Clearly, these people already have far too much business and they should be dropped by MHF. I did get a quote from Safeguard within a day of giving them the info and we quickly negotiated it down to something sensible. Problem is, I can't get anyone from MHF directory to give me anything to compare it with at least not using this quote system. I will have to place it this week so it does look like Safeguard will be getting the business.

Joe


----------



## JustRadio

Bloody 'ell I wish I'd seen this thread before going with Sureterm. Did it on the phone with a salesman, told him when I was going away, told him my average mileage.
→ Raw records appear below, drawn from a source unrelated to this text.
PR #199, opened 2022-11-15
Apply tag replacing to named attributes as well

phackstock:
As changed in 70cbe0b3651a486d3fabdc52e3af2e0ed8be0347, the tag replacing would only be applied to `name`, `description` and additional attributes. 
This PR applies it to all string attributes found.
This should also fix openENTRANCE/openentrance#234.

### DIFF
--- a/nomenclature/code.py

Then I received in the post a bundle of application forms to complete, which I did returning them very fast and reminding them I was going away and needed the paperwork.

This morning a letter wanting to up the premium by £74 because I'd been honest that I might exceed the quoted mileage by a few hundred, I didn't realise I was being charged by the mile.
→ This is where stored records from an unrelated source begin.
PR #201, opened 2022-11-16
Improve tag replacement

phackstock:
This PR implements an improved tag replacement logic. 
The new logic is:
* Find all occurrences of `"{tag}"`
* If the tag has the same attribute as the base code, replace the value of the attribute
* If the tag does not have the same attribute, replace with the name of the tag. 

Also, since I added the property `Code.flattened_dict` I also made sure to use it in `CodeList.codelist_repr`.

### DIFF
--- a/doc/source/user_guide/codelist.rst
+++ b/doc/source/user_guide/codelist.rst
@@ -50,7 +50,7 @@ to be used as tag. The files defining the tags must be named like ``tag_*.yaml``
      - Some Key:
          description: a short description of the key
 
-When importing a tagged codelist, code containing ``{Tag}`` in its name of a code will
+When importing a tagged codelist, any code containing ``{Tag}`` in its name will
 be replaced by the name of the corresponding tag. In addition any code attributes
 containing ``{Tag}`` will also be replaced. If the corresponding tag contains the attribute, this will be used for substitution, otherwise the tag name is used.
 
--- a/doc/source/user_guide/codelist.rst
+++ b/doc/source/user_guide/codelist.rst
@@ -50,10 +50,11 @@ to be used as tag. The files defining the tags must be named like ``tag_*.yaml``
      - Some Key:
          description: a short description of the key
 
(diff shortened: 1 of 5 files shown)


doc/source/user_guide/codelist.rst
```diff
@@ -50,10 +50,11 @@ to be used as tag. The files defining the tags must be named like ``tag_*.yaml``
      - Some Key:
          description: a short description of the key
 
-When importing a tagged codelist, any occurrence of ``{Tag}`` in the name of a code will
-be replaced by the corresponding element in the Tag dictionary. If the tag does not contain an element with ``{Tag}``, the tag name is used.
+When importing a tagged codelist, code containing ``{Tag}`` in its name of a code will
```
danielhuppmann, line 53:
```suggestion
When importing a tagged codelist, any code containing ``{Tag}`` in its name will
```

tests/data/tagged_codelist/tag_sector.yaml
```diff
@@ -6,4 +6,3 @@
       weight: Energy
```
danielhuppmann, line 6: Are the the "value"-entries actually used anywhere?

danielhuppmann (approved):
Looks good, just two minor suggestions!

tests/data/tagged_codelist/tag_sector.yaml
phackstock: What do you mean by the "value" entries?

danielhuppmann: There are two attributes "value_bool" and "value_number" just above the commented line...

phackstock: Ah right, sorry didn't see those. I don't think they're used, I'll double check. Should I remove them if they're not used?

phackstock: Removed it, didn't break the tests on my machine. If they also run through here I'll go ahead with the merge.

But much worse than that is the follow up letter did not include any policy documents without which I don't feel able to leave, at the moment I'm waiting for one of those mythical call backs. More news later.

Later edit. They say they will be emailing my certificate and that will be "good enough" to show I'm insured, but really I'm not very happy about the slow service and not having the full bundle of green card (I presume) and stuff like that. Why wasn't the Thatcham declaration in the first lot of papers? I may delay travelling till they arrive. (BTW they didn't call back, I had to call them)

John
Motorhome Radio - just look for the radio player on the home page, click the drop down and choose us! (Please)


----------



## Techno100

I just got a quote from Safeguard. It covers both of us to drive here and abroad and AA breakdown recovery. We both have clean licences but no experience of motorhome driving even so they gave us 4yrs discount. Unlimited mileage 3,000 personal belongings driver legal protection. I chose a £500 excess as its silly to make small claims and put your long term costs up. £335 or £315 if I can give them the alarm system model no. Sounds good to me :?:

BTW when I ring them on Monday to give them a start date they say if it's before 16:00 they'll have my documents in the post that day


----------



## NeilandDebs

*m/hinsurance*

We have just renewed with Saga. £340. with euro recovery and 12month euro travel cover.


----------



## Glandwr

I've just tried and didn't get further than name and address. Filled in house name and postcode. then it went in a circle half a dozen times substituting county for postcode and saying it did not recognise it. Could be the extra line in our address but it gives no option to edit it.

Dick (given up)


----------



## greenasthegrass

yeh I've given up Dick as well - on life at mo! too complicated.

Greenie :lol:


----------



## lufc

Northern Ireland members, don't bother trying our postcodes are not allowed. Obviously not considered part of UK then!


----------



## GEMMY

M H F's quote was nearly double my renewal from Comfort. :wink: 

tony


----------



## lufc

GEMMY said:


> M H F's quote was nearly double my renewal from Comfort. :wink:
> 
> tony


At least you got the chance to get a quote, unlike other UK citizens.


----------



## TeamRienza

Hi, lufc

Have a look at my reply on the other thread 'what the heck' which you have contributed to.

Try looking at www.dolmen-insurance.ie for what seems a competitive price for us in N.Ireland.

I am currently with them and they were cheaper and gave a better cover than the usual suspects.

Set price of £255 send copies of your licence and insurance. all done.

All the best,

Davy


----------



## Mike48

Sorry but this was a complete waste of time. All I got was unable to quote.


----------



## The-Clangers

Comfort £260 ish with european breakdown cover. Tried various co's including safeguard, saga etc and none came near.

David


----------



## glastry

*insurance for northern ireland vans*

why do so many companys exclude northern ireland?
award winning insurance-do not think so.


----------